Jamie scrubs a hand over his face, worry sharpening the lines of his mouth. “You sure you can handle it?”

I give him a flat look. “Not my first time, Jamie.”

“Yeah, but it’s her ,” he says, and it’s not teasing, not even a little.

That lands heavier than I like, but I push past it. “I’ll make sure she’s safe. That’s all.”

Theo leans back into the couch, but he doesn’t relax. “If anything changes, you call.”

“Always.”

I slip out the door quietly, letting it close behind me with only a faint click.

The night air hits like a blessing—cool, damp with the smell of pine and wet earth.

I follow the curve of the house and she’s easy to find, sitting by the porch’s railing with her arms wrapped tight around herself.

Moonlight paints her hair in silver streaks, catching in the loose strands that the breeze toys with.

I stop, close enough to see her clearly but far enough that my scent won’t roll over her.

Every cell in my body is telling me to go to her. My instincts roar for me to step forward, close the gap, wrap her up in my arms and anchor her until the tension leaves her shoulders. The urge is almost physical, a restless ache that makes my fingers curl against my thighs.

I know she’s too warm already, her body fighting itself. I can feel it from here, the subtle pulse of heat threaded through her scent—mixed with something sharper. Not fear exactly, but unease. A private battle she’s fighting under the surface.

I shift my weight, bracing one hand against the porch post, forcing myself to stay put. She doesn’t need an alpha right now—she needs space. Space to breathe, to get her bearings, to decide what she wants without feeling boxed in.

But my instincts don’t care about reason.

They whisper that she looks small out here in the dark, that her skin is flushed, that the night air can’t be enough to cool her.

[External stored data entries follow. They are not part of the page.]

PR #15, opened 2024-09-30
Eval utilities

peadaroh:
Superseded by:
https://github.com/humanloop/humanloop-python/pull/18


andreibratu (dismissed):
LGTM - I'd prefer changing the '-Params' prefix on classes to the full '-Parameters'

jordn:
10 minutes of loom feedback just on the PR description!

https://www.loom.com/share/fd1d783081c14ae8829171fc2022f2e9

One, this feature's a huge unlock, and looks great. Things I'm arguing over:

1. `pipeline` is confusing to me. New term which won't work that well for other files. 
2.   Lets put `function` or `callable` into the `file` object? That looks consistent with the nice DX for having a external evaluator you have here
3. Some nits about where to put the link and how to lay out the table -- it's unclear to me which is is control, which is latest for example.

src/humanloop/eval_utils.py
```diff
@@ -0,0 +1,543 @@
...
+        if local_evaluators["args_type"] == "target_required":
+            requires_target = True
+            break
+    if requires_target:
+        missing_target = 0
+        for datapoint in dataset.datapoints:
+            if not datapoint.target:
+                missing_target +=1
+        if missing_target > 0:
+            raise ValueError(f"Datapoint {datapoint.id} has no target is required for this Evaluator: {local_evaluator['path']}")
```
andreibratu: Why not raise directly in the body of the for? datapoint will point to the latest point in the dataset, not the one missing the `target`

src/humanloop/eval_utils.py
```diff
@@ -0,0 +1,543 @@
...
+    # Get or create the Evaluation based on the name
+    evaluation = None
+    try:
+        evaluation = client.evaluations.create(
+            name=name,
+            dataset={"file_id": hl_dataset.id},
+            evaluators=[{"path": e["path"]} for e in evaluators],
+            file={"id": file.id},
+        )
+    except ApiError as error_:
```
andreibratu, line 252: why the undercase? I don't see any other variable `error` clashing with this one

PeadarOhAodha:
Haven't watched the loom yet, but:

> pipeline is confusing to me. New term which won't work that well for other files.

Agree, i had it as callable on Friday, changed to pipeline based on some comments from Raza in demo. Prefer `callable` of `function`. Wil lchange

> Lets put function or callable into the file object? That looks consistent with the nice DX for having a external evaluator you have here`

yes also agree

> Some nits about where to put the link and how to lay out the table -- it's unclear to me which is is control, which is latest for example.

will improve this

src/humanloop/eval_utils.py
peadaroh: Good spot. The message in the ValueError is just wrong - it should talk about the number of missings. I changed the logic and didn't change the error.

src/humanloop/eval_utils.py
```diff
@@ -0,0 +1,543 @@
...
+        case "flow":
+            # Be more lenient with Flow versions as they are arbitrary json
+            try:
+                FlowKernel.parse_obj(version)
+            except ValidationError:
+                version = {"attributes": version}
+                file_dict = {**file, **version}
+            file = client.flows.upsert(**file_dict)
+        case "prompt":
+            file = client.flows.upsert(**file_dict)
```
andreibratu: why call `.flows` when type is "prompt" or "tool"?

src/humanloop/eval_utils.py
peadaroh: error is a reserved keyword in python

src/humanloop/eval_utils.py
```diff
@@ -0,0 +1,543 @@
...
+            raise NotImplementedError(f"Unsupported File version: {type_}")
+
+
+def get_score_from_evaluator_stat(stat: NumericStats | BooleanStats) -> float | None:
+    """Get the score from an Evaluator Stat."""
+    score = None
+    match stat:
+        case BooleanStats():
+            if stat.total_logs:
+                score = round(stat.num_true / stat.total_logs, 2)
```
andreibratu: Is it possible for a dataset to have no logs and add it to the evaluation? Wondering if this could result in a divide by zero

src/humanloop/eval_utils.py
```diff
@@ -0,0 +1,543 @@
...
+        case NumericStats():
+            score = round(stat.mean, 2)
+        case _:
+            raise ValueError("Invalid Evaluator Stat type.")
+    return score
+
+
+def _progress_bar(total: int, progress: int):
```
andreibratu, line 440: The usecase is simple indeed, but I think it's worth considering switching to tqdm so we don't have to support this helper too

andreibratu: https://github.com/tqdm/tqdm

src/humanloop/eval_utils.py
```diff
@@ -0,0 +1,543 @@
...
+        _progress_bar.start_time = None
+
+    sys.stdout.write(progress_display)
+    sys.stdout.flush()
+
+    if progress >= total:
+        sys.stdout.write("\n")
+
+
+def get_evaluator_stats_by_path(
```
andreibratu, line 473: public function after private `_progress_bar`

src/humanloop/eval_utils.py
peadaroh: i intetionally didn't use tqdm as it would mean adding additional packages to the SDK, which i want to avoid

src/humanloop/eval_utils.py
```diff
@@ -0,0 +1,543 @@
...
+    """The change in score since the previous version of your pipeline for a specific Evaluator."""
+    threshold: float | None
+    """The threshold to check the Evaluator against."""
+    threshold_check: bool | None
+    """Whether the latest version has an average Evaluator result above a threshold."""
+
+# TODO: Explore restarting runs, but without having to regenerate logs
+
+
+def _run_eval(
```
andreibratu, line 153: _run_eval is private and not used in this module

src/humanloop/eval_utils.py
```diff
@@ -0,0 +1,543 @@
...
+        else:
+            print(
+                f"{RED}❌ Latest score [{score}] below the threshold [{threshold}] for evaluator {evaluator_path}.{RESET}"
+            )
+            return False
+    else:
+        raise ValueError(f"Evaluator {evaluator_path} not found in the stats.")
+
+
+def check_evaluation_improvement(
```
andreibratu, line 518: The two `check_` functions are public, but seem to be used only in the context of this module (by a private function)

src/humanloop/eval_utils.py
peadaroh: its a minor abuse of notation; but we want users to only use this via the client evaluations.run (see client.py). So indicating it is private here i think is helpful in that regard

src/humanloop/eval_utils.py
peadaroh: Users may want to import these and customise them

src/humanloop/eval_utils.py
andreibratu: Per irl discussion, add a comment explaining the use of the function and close this thread

src/humanloop/eval_utils.py
andreibratu: ack closing

src/humanloop/eval_utils.py
```diff
@@ -0,0 +1,543 @@
...
+        client=client,
+        type_=type_,
+        file_id=file.id,
+        version_id=file.version_id,
+        evaluation_id=evaluation.id,
+        batch_id=batch_id
+    )
+
+    # Define the function to execute your pipeline in parallel and Log to Humanloop
+    def process_datapoint(datapoint):
```
andreibratu: nittest nit: add type hinting `DatapointDict`

src/humanloop/eval_utils.py
```diff
@@ -0,0 +1,543 @@
...
+        #  Why are both `id` and `version_id` needed in the API?
+        "id": file_id,
+        "version_id": version_id,
+        "evaluation_id": evaluation_id,
+        "batch_id": batch_id,
+    }
+    match type_:
+        case "flow":
+            return partial(client.flows.log, **log_request, trace_status="complete")
+        case "prompt":
```
andreibratu, line 399: case "prompt" | "evaluator" | "tool":

src/humanloop/eval_utils.py
andreibratu: ack closing

src/humanloop/eval_utils.py
andreibratu: resolving per discussion on _run_eval

src/humanloop/eval_utils.py
andreibratu: closing per discussion on _run_eval

src/humanloop/eval_utils.py
```diff
@@ -0,0 +1,543 @@
...
+from .requests import CodeEvaluatorRequestParams as CodeEvaluatorDict
+from .requests import LlmEvaluatorRequestParams as LLMEvaluatorDict
+from .requests import HumanEvaluatorRequestParams as HumanEvaluatorDict
+
+
+# Responses are Pydantic models
+from .types import FlowKernelRequest as FlowKernel
+from .types import BooleanEvaluatorStatsResponse as BooleanStats
+from .types import NumericEvaluatorStatsResponse as NumericStats
+from .types import UpdateDatesetAction as UpdateDatasetAction  # TODO: fix original type typo
```
andreibratu, line 41: Is this todo still relevant?

src/humanloop/eval_utils.py
```diff
@@ -0,0 +1,543 @@
...
+    evaluator_stats_by_path = get_evaluator_stats_by_path(
+        stat=stats.version_stats[-1],
+        evaluation=evaluation
+    )
+    if evaluator_path in evaluator_stats_by_path:
+        evaluator_stat = evaluator_stats_by_path[evaluator_path]
+        score = get_score_from_evaluator_stat(stat=evaluator_stat)
+        if score >= threshold:
+            print(
+                f"{GREEN}✅ Latest eval [{score}] above threshold [{threshold}] for evaluator {evaluator_path}.{RESET}"
```
andreibratu, line 506: can we make the text consistent with the below threshold print? e.g. latest eval vs latest score

src/humanloop/requests/evaluated_version_response.py
```diff
@@ -2,10 +2,10 @@
...
 import typing
 from .prompt_response import PromptResponseParams
-from ..types.tool_response import ToolResponse
+from .tool_response import ToolResponseParams
 from .evaluator_response import EvaluatorResponseParams
 from .flow_response import FlowResponseParams
 
 EvaluatedVersionResponseParams = typing.Union[
-    PromptResponseParams, ToolResponse, EvaluatorResponseParams, FlowResponseParams
+    PromptResponseParams, ToolResponseParams, EvaluatorResponseParams, FlowResponseParams
```
andreibratu: Can we change "-Params" suffix to "-Parameters" on all responses?

andreibratu (changes requested):
* Fix the two small bugs with type and throwing on no  target datapoint
* Small pythonic nits
* MAybe change from -Params to -Parameters? No strong preference

src/humanloop/eval_utils.py
peadaroh: Fixed

src/humanloop/eval_utils.py
peadaroh: Fixed

src/humanloop/eval_utils.py
peadaroh: No that should never happen here

src/humanloop/eval_utils.py
peadaroh: Solved - but it was the pydantic response model not a dict

src/humanloop/eval_utils.py
peadaroh: Yes - see the typo:
UpdateDatesetAction

src/humanloop/eval_utils.py
peadaroh: This will soon be replaced by our server side version so don't want to change further atm

src/humanloop/requests/evaluated_version_response.py
peadaroh: This is autogenerated from the SDK

src/humanloop/base_client.py
```diff
@@ -0,0 +1,178 @@
...
+from .evaluators.client import AsyncEvaluatorsClient
+from .flows.client import AsyncFlowsClient
+from .files.client import AsyncFilesClient
+from .evaluations.client import AsyncEvaluationsClient
+from .logs.client import AsyncLogsClient
+
+
+class BaseHumanloop:
+    """
+    Use this class to access the different functions within the SDK. You can instantiate any number of clients with different configuration that will propagate to these functions.
```
harry-humanloop, line 30: where is this taken from?

(would expect some comment about it in the readme or something)

src/humanloop/base_client.py
```diff
@@ -0,0 +1,178 @@
...
+        self.files = AsyncFilesClient(client_wrapper=self._client_wrapper)
+        self.evaluations = AsyncEvaluationsClient(client_wrapper=self._client_wrapper)
+        self.logs = AsyncLogsClient(client_wrapper=self._client_wrapper)
+
+
+def _get_base_url(*, base_url: typing.Optional[str] = None, environment: HumanloopEnvironment) -> str:
+    if base_url is not None:
+        return base_url
+    elif environment is not None:
+        return environment.value
```
harry-humanloop, line 176: this doesn't look like it can happen

src/humanloop/eval_utils.py
```diff
@@ -0,0 +1,555 @@
...
+
+# ANSI escape codes for colors
+YELLOW = "\033[93m"
+CYAN = "\033[96m"
+GREEN = "\033[92m"
+RED = "\033[91m"
+RESET = "\033[0m"
+
+
+class Identifiers(TypedDict, total=False):
```
harry-humanloop: `total=False` makes keys not required by default; i think the keys below don't need the NotRequired then? any reason for this verbosity?

src/humanloop/eval_utils.py
```diff
@@ -0,0 +1,555 @@
...
+    id: NotRequired[str]
+    """The ID of the File on Humanloop."""
+    path: NotRequired[str]
+    """The path of the File on Humanloop."""
+
+
+class File(Identifiers, total=False):
+    """A File on Humanloop (Flow, Prompt, Tool, Evaluator)."""
+    type: NotRequired[Literal["flow", "prompt", "tool", "evaluator"]]
+    """The type of File this pipeline relates to on Humanloop."""
```
harry-humanloop: pipeline - do we want to keep using this word?

src/humanloop/eval_utils.py
```diff
@@ -0,0 +1,555 @@
...
+    """Common identifiers for the objects required to run an Evaluation."""
+    id: NotRequired[str]
+    """The ID of the File on Humanloop."""
+    path: NotRequired[str]
+    """The path of the File on Humanloop."""
+
+
+class File(Identifiers, total=False):
+    """A File on Humanloop (Flow, Prompt, Tool, Evaluator)."""
+    type: NotRequired[Literal["flow", "prompt", "tool", "evaluator"]]
```
harry-humanloop: can we use an enum from the sdk here instead?

src/humanloop/eval_utils.py
```diff
@@ -0,0 +1,555 @@
...
+    """The type of File this pipeline relates to on Humanloop."""
+    version: NotRequired[Version]
+    """The contents uniquely define the version of the File on Humanloop"""
+    function: Callable
+    """The function being evaluated.
+    It will be called using your Dataset `inputs` as follows: `output = pipeline(**datapoint.inputs)`.
+    If `messages` are defined in your Dataset, then `output = pipeline(**datapoint.inputs, messages=datapoint.messages)`.
+    It should return a single string output. If not, you must provide a `custom_logger`.
+    """
+    custom_logger: NotRequired[Callable]
```
harry-humanloop, line 94: could be a Protocol perhaps? (to elaborate on the arguments)

src/humanloop/eval_utils.py
```diff
@@ -0,0 +1,555 @@
...
+    """function that logs the output of your pipeline to Humanloop
+    If provided, it will be called as follows:
+        ```
+        output = pipeline(**datapoint.inputs).
+        log = custom_logger(client, output)
+        ```
+        Inside the custom_logger, you can use the Humanloop `client` to log the output of your pipeline.
+        If not provided your pipline must return a single string.
```
harry-humanloop, line 102: hmm, looking at this docstring, it looks like this custom_logger replaces the logger, and isn't in-addition-to the default logger.
should call it out that this would be used in place of a default humanloop logger

src/humanloop/eval_utils.py
```diff
@@ -0,0 +1,555 @@
...
+    """optional function that logs the output judgment from your Evaluator to Humanloop, if provided, it will be called as follows:
+    ```
+    judgment = callable(log_dict)
+    log = custom_logger(client, judgmemt)
+    ```
+    Inside the custom_logger, you can use the Humanloop `client` to log the judgment to Humanloop.
+    If not provided your pipline must return a single string.
+    """
+    threshold: NotRequired[float]
+    """The threshold to check the Evaluator against."""
```
harry-humanloop: should i be able to tell from this docstring what the behaviour is when this is set and the threshold isn't met? also is this a lower bound or upper bound?

src/humanloop/eval_utils.py
```diff
@@ -0,0 +1,555 @@
...
+    try:
+        function_ = file.pop("function")
+    except KeyError as _:
+        raise ValueError("You must provide a function to run your Evaluation.")
+    try:
+        type_ = file.pop("type")
+    except KeyError as _:
+        # Default to flows if not type specified
+        type_ = "flow"
+        logger.warning("No type specified, defaulting to 'flow'.")
```
harry-humanloop, line 185: why is this a warning?

src/humanloop/eval_utils.py
```diff
@@ -0,0 +1,555 @@
...
+                    end_time=datetime.now(),
+                )
+                logger.warning(f"\nEvaluator {local_evaluator['path']} failed with error {str(e)}")
+
+    # Execute the pipeline and send the logs to Humanloop in parallel
+    total_datapoints = len(hl_dataset.datapoints)
+    print(f"\n{CYAN}Navigate to your Evals:{RESET} {evaluation.url}")
+    print(f"{CYAN}Version Id: {file.version_id}{RESET}")
+    print(f"{CYAN}Run Id: {batch_id}{RESET}")
+    print(f"{CYAN}\nRunning your pipeline over the Dataset...{RESET}")
```
harry-humanloop: i suspect there are best practices that we should follow here - like omitting the color code for terminals that don't support them etc. or letting people control where this is printed to.

src/humanloop/eval_utils.py
```diff
@@ -0,0 +1,555 @@
...
+        for _ in as_completed(futures):
+            completed_tasks += 1
+            _progress_bar(total_datapoints, completed_tasks)
+
+    # Wait for the Evaluation to complete then print the results
+    complete = False
+    stats = None
+    while not complete:
+        stats = client.evaluations.get_stats(id=evaluation.id)
+        sys.stdout.write(stats.progress)
```
harry-humanloop: why sys.stdout.write and not print?

src/humanloop/eval_utils.py
```diff
@@ -0,0 +1,555 @@
...
+                delta=delta,
+                threshold=threshold,
+                threshold_check=threshold_check,
+            )
+        )
+    return checks
+
+
+def _get_log_func(
+        client: BaseHumanloop,
```
harry-humanloop: whats with the indentation here

src/humanloop/eval_utils.py
```diff
@@ -0,0 +1,555 @@
...
+        type_: Literal["flow", "prompt", "tool", "evaluator"],
```
harry-humanloop: this type (flow | prompt | tool | evaluator) should be defined in a single place (if not available in SDK)

src/humanloop/eval_utils.py
```diff
@@ -0,0 +1,555 @@
...
+    progress_display = f"\r[{bar}] {progress}/{total}"
+    progress_display += f" ({percentage:.2f}%)"
+
+    if progress < total:
+        progress_display += f" | ETA: {int(eta)}s"
+    else:
+        progress_display += " | DONE"
+        _progress_bar.start_time = None
+
+    sys.stdout.write(progress_display)
```
harry-humanloop: this should probably go to stderr - things like logging should go to stderr; stdout is for the program's main output.
(tqdm defaults to stderr for its `file` argument that it writes to)

src/humanloop/eval_utils.py
```diff
@@ -0,0 +1,555 @@
...
+def check_evaluation_threshold(
+    evaluation: EvaluationResponse,
+    stats: EvaluationStats,
+    evaluator_path: str,
+    threshold: float,
+) -> bool:
+    """Checks if the latest version has an average Evaluator result above a threshold."""
+    # TODO: Update the API so this is not necessary
+    evaluator_stats_by_path = get_evaluator_stats_by_path(
+        stat=stats.version_stats[-1],
```
harry-humanloop: why [-1]? does that mean you can't kick of multiple of these at the same time?

src/humanloop/client.py
```diff
@@ -1,178 +1,50 @@
...
         )
-        self.prompts = PromptsClient(client_wrapper=self._client_wrapper)
-        self.tools = ToolsClient(client_wrapper=self._client_wrapper)
-        self.datasets = DatasetsClient(client_wrapper=self._client_wrapper)
-        self.evaluators = EvaluatorsClient(client_wrapper=self._client_wrapper)
-        self.flows = FlowsClient(client_wrapper=self._client_wrapper)
-        self.files = FilesClient(client_wrapper=self._client_wrapper)
-        self.evaluations = EvaluationsClient(client_wrapper=self._client_wrapper)
-        self.logs = LogsClient(client_wrapper=self._client_wrapper)
+        self.evaluations.run = partial(_run_eval, client=self)
```
harry-humanloop: i don't think this should be exposed like this, as a single long-running method among API requests.

also this conflicts with the runs concept we'll be introducing.

src/humanloop/eval_utils.py
```diff
@@ -0,0 +1,555 @@
...
+        ```
+        output = pipeline(**datapoint.inputs).
+        log = custom_logger(client, output)
+        ```
+        Inside the custom_logger, you can use the Humanloop `client` to log the output of your pipeline.
+        If not provided your pipline must return a single string.
+    """
+
+
+class RunDataset(Identifiers):
```
harry-humanloop, line 106: how does the `total=False` on `Identifiers` affect `RunDataset`?

is `datapoints` here `Required` or `NotRequired` by default?

src/humanloop/eval_utils.py
```diff
@@ -0,0 +1,555 @@
...
+    datapoints: Sequence[DatapointDict]
+    """The datapoints to map your pipeline over to produce the outputs required by the evaluation."""
+    action: NotRequired[UpdateDatasetAction]
+    """How to update the Dataset given the provided Datapoints; 
+    `set` replaces the existing Datapoints and `add` appends to the existing Datapoints."""
+
+
+class RunEvaluator(Identifiers):
+    """A to provide judgments for this Evaluation."""
```
harry-humanloop: A to

src/humanloop/eval_utils.py
```diff
@@ -0,0 +1,555 @@
...
+    threshold: NotRequired[float]
+    """The threshold to check the Evaluator against."""
+
+
+class EvaluatorCheck(BaseModel):
+    """Summary data for an Evaluator check."""
+    path: str
+    """The path of the Evaluator used in the check."""
+    improvement_check: bool
+    """Whether the latest version of your pipeline has improved across for a specific Evaluator."""
```
harry-humanloop: improved across for a specific Evaluator?

src/humanloop/eval_utils.py
```diff
@@ -0,0 +1,555 @@
...
+    if evaluators:
+        for evaluator in evaluators:
+            # If a callable is provided for an Evaluator, we treat it as External
+            eval_function = evaluator.get("function")
+            if eval_function is not None:
+                local_evaluators.append(evaluator)
+                spec = ExternalEvaluator(
+                    arguments_type=evaluator["args_type"],
+                    return_type=evaluator["return_type"],
+                    attributes={"code": inspect.getsource(eval_function)},
```
harry-humanloop, line 220: should call out that this is automatically done - risk of leaking creds.

src/humanloop/eval_utils.py
andreibratu: https://discuss.python.org/t/should-total-false-mean-all-keys-are-notrequired-by-default/37538

Yep, they are equivalent

andreibratu (commented):
Ty for addressing comments, have no further additions to harry's insights

andreibratu (approved):

src/humanloop/base_client.py
peadaroh: as linked to in PR comment and slack message:
https://buildwithfern.com/learn/sdks/features/augment-with-custom-code

src/humanloop/base_client.py
peadaroh: This is ferns auto generated client, so please mention to them

src/humanloop/eval_utils.py
peadaroh: Because we are making a choice when the user did not specify a type

src/humanloop/eval_utils.py
peadaroh: Have a TODO around using logger instead of print, obvious improvement

src/humanloop/eval_utils.py
peadaroh: I'm not sure yet if this is the pattern we want to follow here

src/humanloop/eval_utils.py
peadaroh: typo

src/humanloop/eval_utils.py
peadaroh: typo

src/humanloop/eval_utils.py
peadaroh: i'll tweak the type dicts

src/humanloop/client.py
peadaroh: > i don't think this should be exposed like this, as a single long-running method among API requests.

I think its ok; i like the cleanliness of accessing it like this as per our discussions on friday about the diff options.

Don't think it should clash with runs concept - you should elaborate

src/humanloop/eval_utils.py
peadaroh: the updated stats endpoint as part of your work should solve this as it will be pushed into the endpoint

src/humanloop/eval_utils.py
peadaroh: i can elaborate on the behaviour. Bounding isn't relevant

src/humanloop/eval_utils.py
peadaroh: we don't know what the type of the arg would be i suppose; depends on the function

src/humanloop/base_client.py
harry-humanloop: by "this" i meant the docstring here. the whitespace is weird (and there's seemingly a stray `from .environment import HumanloopEnvironment`).
i'm guessing this was copied from somewhere and i think we should add something to the readme (perhaps under a "contributing" section?) about how this was initialized

src/humanloop/eval_utils.py
harry-humanloop: yes from other docstrings, i can tell that this acts as a lower bound for acceptable values. (i probably was unclear about what i meant by bounding above).
think we have to mention the direction of the check (i.e. is being higher/lower than this value a pass or fail).

src/humanloop/eval_utils.py
harry-humanloop: hmm, i think it's more info-level but can see the argument for warning (to push people to make this explicit, but to not require knowledge about "flow" up front)

src/humanloop/client.py
harry-humanloop: the runs concept will probably be exposed as `humanloop.evaluations.create_run()`. having this `run()` method that does something extremely different would be confusing.

andreibratu: @harry-humanloop, can I get some pointers to the 'runs' concept? I'd like to get up to speed with it

src/humanloop/requests/tool_response.py
```diff
@@ -0,0 +1,131 @@
+# This file was auto-generated by Fern from our API Definition.
+
+from __future__ import annotations
+import typing_extensions
```
gavinfd-hl: Hmm a few duplicate imports here. I know this is auto-generated, just calling it out as weird.

src/humanloop/eval_utils.py
peadaroh: I'll define it separately within this file, as we don't have such an eum

src/humanloop/eval_utils.py
```diff
@@ -0,0 +1,555 @@
...
+    bar_length = 40
+    block = int(round(bar_length * progress / total))
+    bar = "#" * block + '-' * (bar_length - block)
+
+    percentage = (progress / total) * 100
+    elapsed_time = time.time() - _progress_bar.start_time
+    time_per_item = elapsed_time / progress if progress > 0 else 0
+    eta = (total - progress) * time_per_item
+
+    progress_display = f"\r[{bar}] {progress}/{total}"
```
harry-humanloop, line 458: @PeadarOhAodha i think this is the load-bearing carriage return that moves the cursor to the beginning of the current line, thus overwriting the line.

https://www.geeksforgeeks.org/difference-between-newline-and-carriage-return-in-python/
https://gist.github.com/alex-calderwood/f958ee4c5c0a96babef64673a8f1b323

peadaroh: thanks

I track every small motion: the way her fingers flex against her own arms, the slow, deliberate way she draws in each breath like she’s willing herself to calm down.

It’s a quiet war inside me—half of me ready to cross the distance and keep her safe, the other half forcing my boots to stay planted. I imagine the feel of her under my hands, warm and trembling, and clamp down on the thought before it can get any further. Not now. Not like this.

Her head tips back, eyes closed to the moonlight. I stay where I am, letting the cool wind carry her scent just enough for me to know she’s still there, still holding on. Watching without closing in. Protecting without touching.

Through the warped glass of the window, I catch Theo’s reflection—leaning forward, alert—and Jamie’s shadow beside him. Even without words, we’re on the same page: whatever happens tonight, we’ll see her through it, on her terms.